Thorne is quick to point out that there is a fourth member of the recruiting class, Brandon McKinney, who likely will redshirt this season but is looming on the horizon.
“He’s a talented player, got a big game on both sides, big serve, he’s got a lot of tools to work with,” said Thorne. “He’s improved a lot getting to play with these guys every day. Right now we’re looking at redshirting him. He will hopefully start really strong in the fall.”
Being around the team and being willing to listen and learn has been beneficial for all four freshmen. Team captain Carlos Divar has been especially active in the youngsters’ development. Divar has been recovering from a second hip surgery — he returned to action going 2-0 in doubles at MLK teaming with fellow senior Chris Yun and hopes to be back playing singles soon — has taken the youngsters under his wing.
“The reason why I’m involved with the freshmen and I try to help them is because I see them work every day and their work ethic is perfect,” said Divar. “They love tennis so much. They spend so many hours on the tennis court. That just makes me want to help them because they deserve any type of help that I can provide them. It’s so much fun how they are so hungry, how they want to practice and play and win and get better and improve. They’re always wide open for what I have to say. They are awesome players but they might need the experience that I have gained in college, since I am a senior. It’s so much fun working right next to them and trying to help them with whatever I can.”

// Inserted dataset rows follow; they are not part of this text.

PR #1938, opened 2021-09-08
fix(sigma-util): do not fail on bad rules

gaelmuller:
Fix an issue with Sigma integration.

/api/v1/sigma is currently failing with Internal Server Error if a problematic rule exists in the rules directory. This is especially problematic because the official Sigma repository contains problematic rules.

This fix prevents the Sigma integration from failing while still logging problematic rules.

**Checks**

- [ ] All tests succeed.
- [ ] Unit tests added.
- [ ] e2e tests added.
- [ ] Documentation updated.

### DIFF
--- a/timesketch/lib/sigma_util.py
+++ b/timesketch/lib/sigma_util.py
@@ -213,13 +213,13 @@ def get_sigma_rule(filepath, sigma_config=None):
             logger.error(
                 'Error generating rule in file {0:s}: {1!s}'
                 .format(abs_path, exception))
-            raise
+            return None
 
         except sigma_exceptions.SigmaParseError as exception:
             logger.error(
                 'Sigma parsing error generating rule in file {0:s}: {1!s}'
                 .format(abs_path, exception))
-            raise
+            return None
 
         except yaml.parser.ParserError as exception:
             logger.error(


berggren:
@jaegeral I'm assigning this to you.

jaegeral:
Also note that https://github.com/google/timesketch/blob/master/data/sigma_blocklist.csv keeps track of rules that are considered problematic. So it is strongly recommended, to not deploy them.

jaegeral:
> IMHO the user should never see an "Internal Server Error" and this behavior doesn't do the Sigma support justice.
> 
> Right now, I think this may be a common user flow:
> 
> 1. Cool, timesketch has Sigma support now !
> 2. Let's try it, I will just download the public Sigma repository
> 3. Go to the Sigma tab, blank page, Internal Server Error

Yeah that sounds like a very common flow. With your suggested PR I assume the flow could look like:

> 1. Cool, timesketch has Sigma support now !
> 2. Let's try it, I will just download the public Sigma repository
> 3. Go to the Sigma tab, some rules show up some not
> 4. Go to https://github.com/google/timesketch open an issue
> 5. We need to help troubleshoot which rule caused the issue and there will be less info in the logs

Issue #1942, opened 2021-09-13
Menubar broken when intelligence attributes are malformed


tomchop:
**Describe the bug**
The menubar disappears when intelligence attributes can't be counted correctly.

**To Reproduce**
Add a single `intelligence_local` attribute (e.g. from the explore view) to a new sketch, menubar disappears.

**Expected behavior**
Menu bar stays!

PR #1943, opened 2021-09-13
Bugfix for disappearing menubar

tomchop:
Fixes https://github.com/google/timesketch/issues/1942


tomchop:
Should we be using something like https://developer.mozilla.org/en-US/docs/Web/JavaScript/Reference/Operators/Optional_chaining to check whether objects have specific attributes?

berggren (approved):
LGTM

berggren:
> Should we be using something like https://developer.mozilla.org/en-US/docs/Web/JavaScript/Reference/Operators/Optional_chaining to check whether objects have specific attributes?

That sounds like a good idea for these type of cases, I agree.

PR #1952, opened 2021-09-16
Properly split file extension

### LINKED ISSUE #1951: Properly parse file extensions on web uploads
**Describe the bug**
There is a bug in timesketch/frontend/src/components/Common/UploadForm.vue on line 126 when grabbing the fileExtension. If the file name has multiple '.' in it, the code will not pull the correct file extension as it's searching for the first item after a period. This won't always be the last item in the split. Plaso currently outputs a filename like plaso.name.name2.plaso. If you try to upload this plaso file you will get an extension error. The code should be [-1] instead of [1]. 

**To Reproduce**
Try to upload a plaso file that has multiple periods in the file name such as: plaso.computername.domain.com.plaso.

**Expected behavior**
The file extension should be pulled from the end of the filename. Not the first item after splitting on the periods.

**Screenshots**
Not applicable.

 - OS: linux (any)
 - Browser any
 - Version latestt

**Additional context**
Creating a pull request to fix:

backcountryinfosec:
TLDR: This PR fixes a small bug in the way that the fileExtension is grabbed. Current implementation will not grab the real file extension if there are multiple '.' in the filename. Since this is a minor bug fix I didn't creatte a problem but if you'd like I can still do thatt.

Error in code on line 126 where the file extension is grabbed. Currently splitting and grabbing [1] will only grab you the first item after the file name. This may not always be the extension. Plaso currently outputs the .plaso file as filename.something.something2.somethin3.plaso. To properly grab the file extension and prevent issues when uploading due to unknown file extension it should be grabbing the last item in the split [-1] which would always be the real extension.

IE:
let fileExtension = fileName.split('.')[-1]

**Checks**

- [ ] All tests succeed.
- [ ] Unit tests added.
- [ ] e2e tests added.
- [ ] Documentation updated.

**Closing issues**

closes #1951

### DIFF
--- a/timesketch/frontend/src/components/Common/UploadForm.vue
+++ b/timesketch/frontend/src/components/Common/UploadForm.vue
@@ -123,7 +123,7 @@ export default {
     },
     setFileName: function(fileList) {
       let fileName = fileList[0].name
-      let fileExtension = fileName.split('.')[1]
+      let fileExtension = fileName.split('.')[-1]
       this.form.file = fileList[0]
       this.form.name = fileName
         .split('.')


backcountryinfosec:
@googlebot I signed it!

joachimmetz:
What about extensions like `.tar.gz` ?

backcountryinfosec:
Code was incorrect, I was in a hurry and put [-1] (python) when it needs to be .pop() for vue JS. As to joachimmetz's comment above. The only allowed extensions are csv, json, jsonl, and plaso. Tar.gz wouldn't need to be worried about since it's an invalid extension.

joachimmetz:
if with invalid you mean unsupported then your argument makes sense, I'll leave this to the Timesketch devs, but I would recommend putting a comment there that only single level extension are support, in case in the future there might want to add `.json.gz` or equiv

itsmvd:
I concur with @joachimmetz's last comment. Add a comment, and feel free to check if the file name indeed ends with one of these 4 possible extensions. Looking forward to your next PR!

Issue #1761, opened 2021-05-04
Sigma rules with backslashes causing wrong queries


jaegeral:
A rule e.g.:

```
title: RedMimicry Winnti Playbook Dropped File
id: 130c9e58-28ac-4f83-8574-0a4cc913b97e
description: Detects actions caused by the RedMimicry Winnti playbook
references:
    - https://redmimicry.com
author: Alexander Rausch
date: 2020/06/24
tags:
    - attack.defense_evasion
    - attack.t1027
logsource:
    product: windows
    category: file_event
detection:
    selection:
        TargetFilename|contains:
            - gthread-3.6.dll
            - sigcmm-2.4.dll
            - \Windows\Temp\tmp.bat
    condition: selection
falsepositives:
    - Unknown
level: high
```

Causing issues because of the backslashes. Need to investigate how to best parse and carry them without crazy string replaces.

jaegeral:
Ok this seems toonly affect the get_rule_by_text api, not the read from file.

jaegeral:
was fixed with #1968 it now creates:
```(data_type:"windows:evtx:record" AND TargetFilename:(*gthread-3.6.dll* OR *sigcmm-2.4.dll* OR *Windows\\Temp\\tmp.bat*))```

PR #1968, opened 2021-10-07
Fix Sigma backslash issue

jaegeral:
This is a very hacky way to solve: 

https://github.com/google/timesketch/issues/1761

But at the moment it would break a lot of cases, so better hacky then wrong.


jaegeral:
Ok the last failing test is not me, so @berggren PTAL. Thx

PR #2026, opened 2021-11-11
More efficient IOC searching

tomchop:
This PR changes the way IOCs are searched for in event details, by introducing a `match_fields` key in the regexes object, that binds the search to only a specific event field (to induce less false positives and to avoid searching in fields that aren't interesting)

Additionally, this PR introduces a few more IOC types:

* `hostname` (only search in the `hostname` field)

“I think they have huge potential,” he added. “They might not even be aware of how good they can be at tennis. It’s very impressive how the coaches got such a good recruiting class. Four freshmen coming in, they’re all really good at tennis but at the same time they are very humble, they work very hard. I like everything about them, as a player and as a person.”
Thorne always had a good feeling about the entire quartet.
“When we were recruiting them, honestly, we thought they were really, really good Georgia Tech fits,” he said. “There are some people in juniors, you look at them and you’re like, ‘Is this going to translate or not?’ We knew their games translated. But then it’s mentally just settling in and being able to feel like you belong there and that type of thing. They’ve done a great job with that.”
“It’s not just on the court,” he added. “They did a great job their first semester of school, which is tough at Georgia Tech. Off the court, in the classroom and we’ve done some community things that they were more than happy to help out with. Credit to their parents. Their parents have done a great job.”
Things get real on Saturday. Thorne is excited to see how the team responds.
“We’re getting better every day and I know that’s always been a goal but I really feel that,” he said. “Every practice, every match — whether we win the match or lose — I feel like we’re getting better. So you’re building on something and that’s always what you want as a coach.”